Additionally, the data controller collects visitor data using Google Ads and Google Analytics (GA4) to analyze and improve the website and to target relevant marketing to visitors.

Retention Period of Personal Data
Information collected through web forms is deleted after 30 days.

Regular Disclosures and Transfers Outside the EU or EEA
The register’s data is only accessible to Peurunka’s authorized personnel and, if using external service providers, to them as well. Data is not disclosed to external entities or their partners, except in cases of data breaches or similar incidents.

Principles of Data Protection
Only designated employees of Peurunka and companies acting on its behalf have the right to use the website’s hosting server. Each designated user has a personal username and password. The system is protected by a firewall that shields it from external access. The protection and processing of the register’s data comply with data protection laws and principles, as well as official regulations and good data management practices.

Cookies
We use cookies on our website. You can read more about this on the cookies policy page.

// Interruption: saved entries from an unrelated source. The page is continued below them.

PR #6588, opened 2023-10-24
Add language: Scrypto

balda-rdx:
      -  https://github.com/search?q=path%3A*.rs+%22scrypto%3A%3A%22+fork%3Atrue+path%3A*.rs+fork%3Atrue&type=Repositories&ref=advsearch&l=&l=
    - Sample source(s):
      - https://github.com/radixdlt/scrypto-examples/tree/main/core/gumball-machine
      - https://github.com/radixdlt/scrypto-examples/tree/main/core/payment-splitter
    - Sample license(s):
  - [x] I have included a syntax highlighting grammar: https://github.com/radixdlt/wg-grammar

### DIFF
--- a/.gitmodules
+++ b/.gitmodules
@@ -1335,3 +1335,6 @@
 [submodule "vendor/grammars/zephir-sublime"]
 	path = vendor/grammars/zephir-sublime
 	url = https://github.com/phalcon/zephir-sublime
+[submodule "vendor/grammars/wg-grammar"]
+	path = vendor/grammars/wg-grammar
+	url = https://github.com/radixdlt/wg-grammar.git
--- a/lib/linguist/languages.yml
+++ b/lib/linguist/languages.yml
@@ -6157,6 +6157,11 @@ SAS:
   codemirror_mode: sas
   codemirror_mime_type: text/x-sas
   language_id: 328
+Scrypto:
+  type: programming
+  extensions:
+  - ".rs"
+  language_id: 1051511523
 SCSS:
   type: markup
   color: "#c6538c"
--- a/samples/Scrypto/Cargo.toml
+++ b/samples/Scrypto/Cargo.toml
@@ -1,0 +1,28 @@
+[package]
+name = "payment_splitter"
+version = "0.2.0"
+edition = "2021"
+
+[dependencies]
+sbor = { git = "https://github.com/radixdlt/radixdlt-scrypto", tag = "v1.0.0" }
+scrypto = { git = "https://github.com/radixdlt/radixdlt-scrypto", tag = "v1.0.0" }
+
+[dev-dependencies]
+transaction = { git = "https://github.com/radixdlt/radixdlt-scrypto", tag = "v1.0.0" }
+radix-engine = { git = "https://github.com/radixdlt/radixdlt-scrypto", tag = "v1.0.0" }
+scrypto-unit = { git = "https://github.com/radixdlt/radixdlt-scrypto", tag = "v1.0.0" }
+
+[profile.release]
+opt-level = 'z'        # Optimize for size.
+lto = true             # Enable Link Time Optimization.
+codegen-units = 1      # Reduce number of codegen units to increase optimizations.
+panic = 'abort'        # Abort on panic.
+strip = true           # Strip the symbols.
+overflow-checks = true # Panic in the case of an overflow.
+
+[lib]
+crate-type = ["cdylib", "lib"]
+
+[workspace]
+# Set the package crate as its own empty workspace, to hide it from any potential ancestor workspace
+# Remove this [workspace] section if you intend the package to be part of a Cargo workspace
--- a/samples/Scrypto/README.md
+++ b/samples/Scrypto/README.md
@@ -1,0 +1,240 @@
+# PaymentSplitter
+
+> Note: the instructions here were made for a previous version of Scrypto and are now outdated.
+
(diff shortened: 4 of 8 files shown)


lildude:
🤔 I have only the teeniest of weeniest of experience with Rust, but this looks a lot like normal Rust to me (kinda like a normal library/crate) and seems to be used more like a framework like Rails than a language. The current Rust grammar is certainly not struggling at all to highlight the few files I've looked at.

How is this "language" not Rust and why does it need its own language entry with TextMate compatible grammar (the one you've added is not usable by Linguist)?

dhedey:
> 🤔 I have only the teeniest of weeniest of experience with Rust, but this looks a lot like normal Rust to me (kinda like a normal library/crate) and seems to be used more like a framework like Rails than a language. The current Rust grammar is certainly not struggling at all to highlight the few files I've looked at.
> 
> How is this "language" not Rust and why does it need its own language entry with TextMate compatible grammar (the one you've added is not usable by Linguist)?

Hi @lildude  - thanks for picking up this review so quickly. It looks like the PR needs some tweaks and improved explanation - please accept our apologies for wasting your time with this preliminary review. We'll pick up the tweaks shortly, but first some explanation!

## Justification

You're quite right that Scrypto is on one level "simply Rust", but it is quite a substantial extension to Rust. And we believe that there is sufficient justification for it to both (A) use a different grammar in theory and (B) have it classified separately to Rust.

### Rust background

For a little bit of background, Rust has a powerful macro system for custom DSLs. [Procedural macros](https://doc.rust-lang.org/beta/reference/procedural-macros.html) basically take the Rust token stream, run arbitrary code, and spit out a token stream. So macros are in theory very general, which means that the Rust textmate grammar can't assume much about the input to a macro. It therefore does its best by using an error tolerant application of the standard Rust grammar. This does a reasonable effort job highlighting the inputs to most macros - but it can't capture the nuance of the grammar of any particular macro. See for example [typed-html](https://github.com/bodil/typed-html/blob/master/examples/stdweb/src/main.rs) where it fails to understand that the input is supposed to be html (followed by the `: Stdweb` suffix).

### Scrypto as a distinct grammar

Scrypto is a set of rust libraries, procedural macros and a distinct build chain. It is designed for building packages deployed to the Radix public network. It makes heavy use of procedural macros, for example the `#[blueprint]` attribute macro, `enable_method_auth!` function-like macro, and [others in this file](https://github.com/radixdlt/radixdlt-scrypto/blob/d16b3ffa65fea417e9c6d01d76456a0b36c060fa/examples/everything/src/lib.rs). These macros capture security-critical configuration, but the syntax highlighting offered by the Rust grammar isn't great. For example, it can't tell  `=>` is a separator, nor can it distinguish patterns in `enable_method_auth!`, such as OWNER or PUBLIC being keywords in the DSL. A typical Scrypto program often has lots of security-critical configuration in these macros, and we'd like to be able to add custom syntax highlighting to these macro segments clearer, and (eg) easier to review.

### Scrypto as a distinct classification

When it comes to classification, from a developer perspective, Scrypto code is built to be deployed to the public Radix network. [It is compiled with a special CLI](https://github.com/radixdlt/radixdlt-scrypto/tree/d16b3ffa65fea417e9c6d01d76456a0b36c060fa#installation), which creates special artifacts from the code, including a deployable package and interface definitions.

For developers, there is a very clear distinction between code which is "Scrypto" (which will be deployed to be run inside the Radix network) compared with general "Rust" application code (which may also be in their repository, but would eg form their web APIs or other parts of their application), and they'd welcome such a distinction in their repository records.

## Proposed PR changes

For now, taking a look at the PR, it isn't right, so we'll go away and rework the PR, do an internal review, and share with you once ready.

As a first step, we'd like to rework the PR to:
* Start with just using the current Rust syntax highlighting grammar (ie not pull in any custom code)
* Add a couple of very specific heuristics which have to be satisfied to label a file as "Scrypto" rather than "Rust"

This will satisfy the classification part, and we can look to add a Scrypto-specific textmate grammar in future.

Obviously very happy to have a discussion / hear your thoughts on this!

Thanks,
David + the RDX team

lildude:
Thanks @dhedey I think your explanation makes sense on first read, but I'll ruminate over it. Maybe things will become clearer with time as things evolve and popularity grows. 

Current usage is a very long way away from being considered if we [make the search more specific, and exclude forks and the radixdlt org](https://github.com/search?q=path%3A*.rs+%22+scrypto%3A%3A%22+NOT+is%3Afork+NOT+user%3Aradixdlt&type=code&ref=advsearch) (as it has an undue influence on the number of files).

lildude (changes requested):
Marking this as requesting changes (I use this for easier tracking), as has already been confirmed, this is incomplete.

A few tips:

1. Follow the CONTRIBUTING.md file
2. We will need a very accurate heuristic as this has an incredibly high chance of catching legit Rust files
3. I recommend two to four real highly representative samples to better train the classifier due to how close this is to Rust
4. If the diff suppresses the content of the sample; it's too big; find a smaller sample.
5. Samples should be of only the proposed language; we don't need the other related md and toml files as we have plenty and putting them in the wrong directory will pollute the classifier.
6. Samples must be directly in the language directory and not in a sub-dir like `src` as is the case in the two `lib.rs` files in this PR

Popularity will be checked each time I make a new release which happens approximately every 3-4 months, so there's no need to post comments or updates about popularity.

lildude:
Closing as the requested changes have not been made in the 10 months since requested. Feel free to open a new PR when you have the time to complete the PR.

PR #6614, opened 2023-11-12
Add support for Expect scripts

### LINKED ISSUE #6613: Add support for expect (as tcl?)
## Language name
Expect

## URL of example file
https://github.com/gcc-mirror/gcc/blob/master/gcc/testsuite/lib/compat.exp

https://github.com/textmate/tcl.tmbundle

## Most popular extensions
`.exp`

## Detected language
None

## Commentary
Expect is an extension to the Tcl scripting language, used by the dejagnu testing framework, which is in turn used to implement the testsuites for many important GNU toolchain projects, such as GCC and GDB. It can also easily be added to any project that uses `automake` by simply adding `dejagnu` to the `AM_INIT_AUTOMAKE([])` invocation in `configure.ac`, and/or the `AUTOMAKE_OPTIONS` variable in `Makefile.am`. Note that I'm not sure if it should be treated as its own separate language, or if it would make more sense to just add `.exp` to the list of supported extensions for tcl, so I'm going to hold back from submitting a PR until we can develop some consensus as to how to answer that question.

## Links
- https://en.wikipedia.org/wiki/Expect
- https://core.tcl-lang.org/expect/index
- https://sourceforge.net/projects/expect/
- https://www.nist.gov/services-resources/software/expect

cooljeanius:
Closes #6613

## Description
Expect is an extension to the Tcl scripting language, so it can be categorized as Tcl. See #6613

## Checklist:
      - https://github.com/search?type=code&q=NOT+is%3Afork+path%3A*.exp+proc
    - Sample source(s):
      - https://github.com/gcc-mirror/gcc/blob/master/gcc/testsuite/lib/compat.exp
    - Sample license(s):
      - GPLv3+ 

### DIFF
--- a/lib/linguist/heuristics.yml
+++ b/lib/linguist/heuristics.yml
@@ -236,6 +236,11 @@ disambiguations:
     - '^\s*def(?:exception|impl|macro|module|protocol)[(\s]'
   - language: Euphoria
     named_pattern: euphoria
+- extensions: ['.exp']
+  rules:
+  - language: Tcl
+    pattern:
+    - '^\s*(?:set|expect|proc)\s'
 - extensions: ['.f']
   rules:
   - language: Forth
--- a/lib/linguist/languages.yml
+++ b/lib/linguist/languages.yml
@@ -6962,9 +6962,9 @@ Tcl:
   - owh
   - starfield
   interpreters:
+  - expect
   - tclsh
   - wish
-  - expect
   tm_scope: source.tcl
   ace_mode: tcl
   codemirror_mode: tcl
--- a/lib/linguist/languages.yml
+++ b/lib/linguist/languages.yml
@@ -6952,8 +6952,8 @@ Tcl:
   - ".sdc"
   - ".tcl.in"
   - ".tm"
-  - ".xdc"
   - ".exp"
+  - ".xdc"
   aliases:
   - sdc
   - xdc
--- a/lib/linguist/languages.yml
+++ b/lib/linguist/languages.yml
@@ -6953,6 +6953,7 @@ Tcl:
   - ".tcl.in"
   - ".tm"
   - ".xdc"
+  - ".exp"
   aliases:
   - sdc
   - xdc
@@ -6962,6 +6963,7 @@ Tcl:
   interpreters:
   - tclsh
   - wish
+  - expect
   tm_scope: source.tcl
   ace_mode: tcl
   codemirror_mode: tcl
--- a/lib/linguist/languages.yml
+++ b/lib/linguist/languages.yml
@@ -6949,12 +6949,13 @@ Tcl:
   extensions:
   - ".tcl"
   - ".adp"
+  - ".exp"
   - ".sdc"
   - ".tcl.in"
   - ".tm"
-  - ".exp"
   - ".xdc"
   aliases:
+  - expect
   - sdc
   - xdc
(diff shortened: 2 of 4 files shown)


cooljeanius:
OK I think this is ready for review now; I don't think a new heuristic is necessary, since I don't see anything else using the `.exp` extension that would need to be distinguished from.

Alhadis (changes requested):
> I don't think a new heuristic is necessary, since I don't see anything else using the `.exp` extension that would need to be distinguished from.

I just remembered that `.exp` is sometimes used in test-suites to contain the <samp><ins>exp</ins></samp>ected output of a test run. It's usually paired with a file ending in `.act` (to denote the <samp><ins>act</ins></samp>ual output from a test), which is compared with the `.exp` file using the <samp>diff(1)</samp> utility.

Rights of the Data Subject
You may withdraw your consent at any time by contacting us.

The information you provide is not supplemented from other sources. Your personal data is not transferred outside the EU or to international organizations.

You also have the right to:

• Access your personal data
• Request corrections to your data
• Request the deletion of your data
• Restrict the processing of your personal data

You can exercise your rights primarily in writing via email or post.

You also have the right to file a complaint with the supervisory authority if the data protection regulations are violated:

Contact details of the national supervisory authority:

Office of the Data Protection Ombudsman
P.O. Box 800
Ratapihantie 9
00521 Helsinki

Phone: 029 56 66700
Email: tietosuoja@om.fi
Website: www.tietosuoja.fi

Other Rights Related to the Processing of Personal Data
The data subject has the right to prohibit the disclosure and processing of their data for direct marketing or other marketing purposes, request anonymization of data where applicable, and the right to be completely forgotten.